▶ [Exercise requirements]
Please keep to the lines below from the one with "as mentioned by" through the one with "- fix analog_t required for some games", and restate them word for word, ends included.

▶ [Exercise materials]
Issue #13323, opened 2023-01-29
topatoi: Demo FMV freeze


Triticum0:
### Quick summary

The game FMV stops working randomly

### Details

When testing this demo after finishing the level an FMV plays and after a while, the FMV freezes randomly. Them on the log file outputs:
 
E cellVdec: Video au decode has been waiting for a consumer for 5 seconds. (handle=0xf0000100, seq_id=1, cmd_id=741, queue_size=61) x40

### Attach a log file

[RPCS3.log.gz](https://github.com/RPCS3/rpcs3/files/10530579/RPCS3.log.gz)

### System configuration

    SYS: RPCS3 v0.0.26-14568-1852b370 Alpha | master
    SYS: AMD Ryzen 5 2600 Six-Core Processor | 12 Threads | 15.95 GiB RAM | TSC: 3.400GHz | AVX+ | FMA3
    SYS: Operating system: POSIX, Name: Linux, Release: 5.15.85-1-MANJARO, Version: #1 SMP PREEMPT Wed Dec 21 21:15:06 UTC 2022
    SYS: Current Time: 2022-10-28T21:53:46
    RSX: Found vulkan-compatible GPU: 'NVIDIA GeForce RTX 3060 Ti' running on driver 526.47.0.0
    SYS: Firmware version: 4.89

### Other details

It also outputs this in the log 
E SYS: 'cellVdecGetPicItem' failed with 0x80610104 frame=0, sequence_id=1, seq_id=0 [1]
E SYS: Stat: 'cellVdecDecodeAu' failed with 0x80610103 : CELL_VDEC_ERROR_BUSY [x27]

Triticum0:
This also affect WWE Legends of WrestleMania Demo

elad335:
Test with #13342

Asinin3:
Retest.

ChwaraeTeg:
Played through the demo a couple of times with all settings on default, the FMV at the end played in full with no freezing. Example log: [TopatoiDemoFMV.log.gz](https://github.com/RPCS3/rpcs3/files/12164333/TopatoiDemoFMV.log.gz)

Mrlinkwii:
as mentioned by @ChwaraeTeg  seems fine and no crashes on latest release  , can you test @Triticum0

Triticum0:
Tested it 5 times could'nt get it to freeze

PR #13342, opened 2023-02-03
cellVdec: Fix AU decode count on callback

elad335:
Tentative fix for #13323. (didn't test)


Megamouse:
I happen to have this demo and it's not the AU count nor the out queue.
The game just stops calling GetPicItem, which leads to a full queue, which then leads to the deadlock which in turn causes the AU busy error.
I removed the queue limit and the whole wait loop and as expected the game just doesn't care even if I keep pumping the PICOUT events.

In fact it runs perfectly fine with static PPU interpreter and hangs more or less immediately as soon as I try with llvm. Haven't gotten a hang in like 20 tries with the interpreter.

PR #13347, opened 2023-02-04
guns fixes

nadenislamarre:
- fix analog_t required for some games
- changing mapping to better fit to games (for example, select is rarely used)

Signed-off-by: Nicolas Adenis-Lamarre <nicolas.adenis.lamarre@gmail.com>


SeongGino:
I know this is late to be commenting on a PR, but I'm confused as to how the gun mapping is supposed to work exactly?

I'm using said gun handler on Linux, and while tracking and the trigger and move buttons register, nothing else does. Is this supposed to be configurable? Is it compatible with DIY USB guns that use both mouse buttons and keyboard? If not, can this be implemented?

nadenislamarre:
in the code, buttons names are hardcoded. it would require a config file to customize them.
it works on batocera because we have an internal mapping at a lower level so that all guns reacts the same.

SeongGino:
Is said config file available to be configured at the moment? I'm using a Linux desktop (Arch). If not, I'm not sure how I would replicate whatever Batocera does on the average Linux desktop system.
Otherwise, I'd like to see support for user configuration available.

PR #13703, opened 2023-04-19
Path to LLVM library fixed in Debug

luizfernandonb:
When compiling in Debug in Visual Studio, there is an error of not finding an LLVM library, correcting this path, everything works normally


JackWhiteX:
After a recent update, I can't play games at all. What's the reason? I have a hunch. But I need to confirm them.

AniLeo:
We don't distribute builds compiled in Debug target and you shouldn't be using locally compiled builds in Debug to play games

JackWhiteX:
> Мы не распространяем сборки, скомпилированные в Debug target, и вам не следует использовать локально скомпилированные сборки в Debug для игр.

Thanks. I did not understand a word how to deal with the problem in my case (games do not start after the update)? There was a desire to test some games with problems. But that's not going to work for me anymore.

PR #13712, opened 2023-04-20
Qt: Optimize hard list refresh

Megamouse:
- Use const Node to fetch games.yml entries to prevent creation of new entries
- Decrease time spent in lock during list refresh
- Move path checks to async section of refresh.
We now only accumulate paths in the main thread and then do all the file interactions in the async thread pool.
This should increase responsiveness.
- Use lazy icon loading for list layout (only visible items)
- Use lazy dir size calculation for list layout (only visible items)

### DIFF
--- a/rpcs3/rpcs3.vcxproj
+++ b/rpcs3/rpcs3.vcxproj
@@ -671,6 +671,7 @@
     <ClCompile Include="rpcs3qt\localized.cpp" />
     <ClCompile Include="rpcs3qt\log_viewer.cpp" />
     <ClCompile Include="rpcs3qt\microphone_creator.cpp" />
+    <ClCompile Include="rpcs3qt\movie_item.cpp" />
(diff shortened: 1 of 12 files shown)


Megamouse:
Added lazy loading of icons and dir size for the list layout mode.

Asinin3:
Another huge improvement for someone like me with tons of games on mechanical Drives. Great work.

Before Elads recent PR RPCS3 took 1minute and 50sec to become responsive from a cold boot on first run, after that it was 1min13s. And now with this its down to only 17 seconds and all of that time is just waiting for RPCS3 to open. As soon as it opens the UI is now 100% responsive.

The issue I have now with the lazy loading of game sizes and icon sizes, is that while it does its scan I can't search or open the config. This isn't an issue for most as it will scan quickly. But for me with over 650 games it means i need to wait over a minute to be able to do a search from a cold boot and first run. But at least now turning off the setting to see game sizes means it will actually not scan for sizes.

Overall massive improvement in usability, thank you!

▶ [Solved exercise]
as mentioned by @ChwaraeTeg  seems fine and no crashes on latest release  , can you test @Triticum0

Triticum0:
Tested it 5 times could'nt get it to freeze

PR #13342, opened 2023-02-03
cellVdec: Fix AU decode count on callback

elad335:
Tentative fix for #13323. (didn't test)


Megamouse:
I happen to have this demo and it's not the AU count nor the out queue.
The game just stops calling GetPicItem, which leads to a full queue, which then leads to the deadlock which in turn causes the AU busy error.
I removed the queue limit and the whole wait loop and as expected the game just doesn't care even if I keep pumping the PICOUT events.

In fact it runs perfectly fine with static PPU interpreter and hangs more or less immediately as soon as I try with llvm. Haven't gotten a hang in like 20 tries with the interpreter.

PR #13347, opened 2023-02-04
guns fixes

nadenislamarre:
- fix analog_t required for some games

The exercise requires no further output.